Robust Quality Assurance and Compliance

We uphold rigorous quality standards through a comprehensive set of procedures designed to ensure product integrity and regulatory compliance. Our key operational areas include:

  • Batch Release Procedures: Meticulous protocols for ensuring every product batch meets stringent quality specifications before release.
  • Record Retention & Documentation Maintenance: Strict adherence to guidelines for archiving and managing all critical records and documentation, ensuring data integrity and traceability.
  • Internal Audits: Regular internal assessments to verify compliance with established procedures and identify areas for continuous improvement.
  • Change Control & Deviations Management: Robust systems for managing and documenting all changes to processes, materials, or equipment, along with thorough investigation and resolution of any deviations.
  • Validations Review and Approvals: Comprehensive review and approval processes for all validation activities, confirming that systems, processes, and equipment consistently produce expected results.
  • Vendor Qualifications: A thorough program for evaluating and qualifying suppliers to ensure the quality and reliability of all incoming materials and services.

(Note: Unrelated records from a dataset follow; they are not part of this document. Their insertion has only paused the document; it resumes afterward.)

PR #211, opened 2025-07-05
Handle ollama failures for hosted gemma3

rahulkarajgikar:
hosted gemma3n:e2b on ollama doesn't support tools 

Updated generateText and streamText methods in vercel router to make a small test call to see if the model supports tools (checking for exact error string) before processing the request.

exact error string check is a bit brittle but there's no cleaner way

This information is cached so we don't need to repeat it after the first response

tested webui and cli streaming/non streaming

## Summary by CodeRabbit

* **Bug Fixes**
  * Improved compatibility by automatically detecting whether the current AI model supports tools, preventing errors when tools are not supported.

* **Refactor**
  * Enhanced performance with caching for tool support checks, reducing unnecessary repeated validations.

### DIFF
--- a/src/core/ai/llm/services/vercel.ts
+++ b/src/core/ai/llm/services/vercel.ts
@@ -103,7 +103,9 @@ export class VercelLLMService implements ILLMService {
             `[VercelLLMService] Tools before formatting: ${JSON.stringify(tools, null, 2)}`
         );
 
+        // If the model supports tools, format them otherwise use an empty object
         const formattedTools = this.formatTools(tools);
+
         logger.silly(
             `[VercelLLMService] Formatted tools: ${JSON.stringify(formattedTools, null, 2)}`
         );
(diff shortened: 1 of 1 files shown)


shaunak99:
This feels like a patch for an edge case, let's not do it this way. If there's a way to identify the model (like vercel and openai sdk I think throws an error for this), let's use that or else let's have this check only for non-registered models since that's the only case we would not know.

rahulkarajgikar:
agree, but there's not really a better way atm

vercel is just passing on the error that ollama is giving at the custom base URL, there's no custom exception we can use.

vercel ai sdk doesn't have a way to identify if the model supports tools

we only have the error string to work with - we have to handle this case-by-case

even for non-registered models, the errors could vary based on how they are hosted so we can't really generalize

if we see more errors like this, it's a quick fix until we have a better solution

not really worth indexing on a generalized solution either until we have enough reason to do so

PR #360, opened 2023-12-11
Various build fixes

alexdewar:
This is based on #358, so that should be merged first.

Here are a smattering of random build fixes:

- Add some missing `#include`s
- Remove use of `tanhScalingFactor` in a few more places
- Bump versions of some submodules that weren't building for me

Various unit tests for infomax things are failing for me now, but I'm guessing that's because the data hasn't been regenerated since the algorithm was modified.


neworderofjamie:
Thank you so much for this! I'd like to try out building the antworld on a couple of machine myself so will get back to you next week as the next few days are going to be a nightmare

alexdewar:
Nw -- there's no rush.

neworderofjamie:
I'm now having a go an building Python antworld and your fixes seem to have basically worked on both Windows and Linux. Only outstanding issue is:

- Following the instructions and running ``python setup.py install`` in ``python\antworld`` fails because build_common can't be found (not clear to me how this could ever work without ``PYTHONPATH`` hacking)
- If I try and run ``python antworld\setup.py install`` in ``python``, it succeeds on Linux but you end up with a broken module and on Windows it fails with an error about Eigen which I suspect is merely a symptom of something else
- If I _copy_ ``build_common.py`` into antworld it works (

Any thoughts on the best solution to this? As adding the git hash to the version does nothing to actually help with semantically versioning the Python module, personally I'd just get rid of it but hey 😄

neworderofjamie (approved):

alexdewar:
Honestly, I'm not sure the best way to approach this. I basically hacked this in the first place so it's not surprising that it doesn't entirely work... I think I had some trouble trying to incorporate both Python and C++ code together using `scikit-build`, but that seems like a v common use case, so I'm sure there's a better way to do it than I did.

I think that realistically including the git hash in the version number is pretty pointless at this stage, given that the code base isn't changing a whole lot, so I'm def in favour of removing it if it makes things actually build properly.

neworderofjamie:
Hah, I thought that was the whole purpose of scikit-build 😄 I think the working directory thing may be a wider setuptools issue as python-only packages also seem to get broken if you run the install from outside of the package directory. I'll get rid of build_common and the versioning and merge this though - thank you again for your help with this!

neworderofjamie:
a python antworld wheel has been successfully installed on a windows machine not belonging to me! I think this can be counted as a success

  • Risk Assessment: Proactive identification and mitigation of potential risks across all operations to safeguard product quality and patient safety.
  • Complaints Handling: Efficient and systematic processes for receiving, investigating, and resolving customer complaints.
  • Manufacturing Investigations: Detailed investigations into any issues or discrepancies arising during the manufacturing process to determine root causes and implement corrective actions.
  • Audit Preparation & Hosting: Expertise in preparing for and hosting audits from regulatory agencies and customers, demonstrating our commitment to transparency and compliance.
  • cGMP Training: Continuous training programs to ensure all personnel are well-versed in current Good Manufacturing Practices (cGMP) and regulatory requirements.
  • Preparation and Approval of Annual Product Quality Reviews (APQRs): Regular compilation and approval of APQRs to monitor and assess product quality trends over time.
  • Regulatory Agency and Customer Audits: Active participation and successful management of audits from regulatory bodies and customers, affirming our adherence to global standards.